McHugh-Grifa believes climate change is very much a threat, but also an opportunity for the region, where transportation produces about 33 percent of all greenhouse gas emissions and another 25 percent comes from commercial and residential real estate.
“Our collective well-being depends on our ability to achieve a just transition to a regenerative economy,” she said. “A regenerative economy operates in sync with earth’s natural systems, repairs past degradation and harm, values multiple forms of capital and builds the health and long-term resilience of people and places.”
Solar energy can help provide some of those solutions for homeowners and businesses.
“One of the biggest benefits for a business or a residence or a not-for-profit is the ability to provide a hedge against high electricity prices,” Vanderbrook said. “I think we all experienced over the past year what high electricity prices mean, and solar is one of the few things that you can do to help address that. Once you’ve paid for solar and been sold solar, that’s the electricity rate you pay. You company’s not going to be subject to these unknown costs (for electricity).”
There’s an indirect gain as well: The public sees a commitment to environmental stewardship.
“There’s the benefits of how the market views your company in supporting clean energy and supporting the local economy,” Vanderbrook said.
Within the Inflation Reduction Act is an extension for 10 years of the 30 percent investment tax credit for green energy. That extension provides assurance to investors that their project will benefit from the credits, but there now is a requirement for prevailing wages in construction of any large project.
Other incentives will be available if the project uses a certain percentage of equipment manufactured in the United States, if it’s an affordable housing development or if it’s built on a brownfield.

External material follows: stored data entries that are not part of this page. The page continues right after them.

PR #810, opened 2014-07-09
Modify glock

golfer45:
Allows the glock to be modified to shoot .45. Using a surgical drill on a empty glock will start the modification. Using it on a glock with ammo should result in being shot. After modification the glock will only accept .45 mags.

### DIFF
--- a/code/modules/projectiles/guns/projectile/pistol.dm
+++ b/code/modules/projectiles/guns/projectile/pistol.dm
@@ -102,6 +102,26 @@
 	force = 10.0
 	origin_tech = "combat=4;materials=3"
 	mag_type = /obj/item/ammo_box/magazine/m9mm
+	
+/obj/item/weapon/gun/projectile/automatic/deagle/glock/attackby(var/obj/item/A as obj, mob/user as mob)
+	..()
+	if(istype(A, /obj/item/weapon/surgicaldrill))
+		if((mag_type == /obj/item/ammo_box/magazine/m9mm))
+			user << "<span class='notice'>You start to bore a larger barrel.</span>"
+			if((magazine) && (magazine.ammo_count()))
+				afterattack(user, user)	//you know the drill
+				user.visible_message("<span class='danger'>[src] goes off!</span>", "<span class='danger'>[src] goes off in your face!</span>")
+				return
+			if(do_after(user, 30))
+				if((magazine) && (magazine.ammo_count()))
+					user << "<span class='notice'>You can't modify it!</span>"
+					return
+				mag_type = /obj/item/ammo_box/magazine/sm
+				force = 13.0
+				desc = "A glock modified to fire .45."
+				user << "<span class='warning'>You bore a larger barrel for [src]! It will now fire .45 rounds.</span>"
+		else
+			user << "<span class='notice'>You can't unbore a gun!</span>"	
 
 /obj/item/glockbarrel
 	name = "handgun barrel"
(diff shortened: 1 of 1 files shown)


Atskadan:
It needs to have a drawback, like the revolver.

ghost:
I like it, but it needs to have a chance to explode like an IED so we can make glocknade jokes.

This is basically a free unlocked 1911 for science so I'm really against it not having some kind of downside.

Dorsisdwarf:
Make it so that after one clip it has a 75% chance of exploding when fired.

golfer45:
How about a chance of a jam. That needs to be cleared by reloading?

Atskadan:
or have it blow up in your face like the revolver does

“There are multiple tax credits,” Knauf said. “You can get 50 to 60 percent tax credits, and if you go on a brownfield, you can get another 24 percent. So, if you can stack those, you can maybe get 74 percent or 84 percent tax credits for doing a renewable project on a brownfield in New York.”

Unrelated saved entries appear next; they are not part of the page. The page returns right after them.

PR #829, opened 2014-07-13
New Centcom IDs

Neerti:
See the commit for details.
This is mostly background changes for future PRs.
Also nuke ops get a fancier ID that works exactly the same as their old IDs.
ID sprites
Sprites derived from Ricotez's starbound ID sprites.


Neerti:
I'm not sure why Travis died.
-edit- I'm dumb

Site approvals from local agencies can cause project delays, which is one reason New York enacted Executive Law Section 94-c. The provision created the Office of Renewable Energy, a state agency that can supersede other state and local approval processes on projects of 25 megawatts or greater.
But Knauf said there is legitimate concern about solar projects infringing on agricultural land. Green proponents need to balance the need to for green vs. the need for food. Some of that farmland is near the electrical transmission infrastructure, making it ideal for solar.
“A big conflict that’s going on now in our area of the state is there are utility-scale solar projects being sited all over rural areas,” Knauf said. “What it’s doing is using up good farmland, so that’s a major conflict. Can the farmers co-exist? They can get a lot of money from the solar developers but we’re losing good farmland.”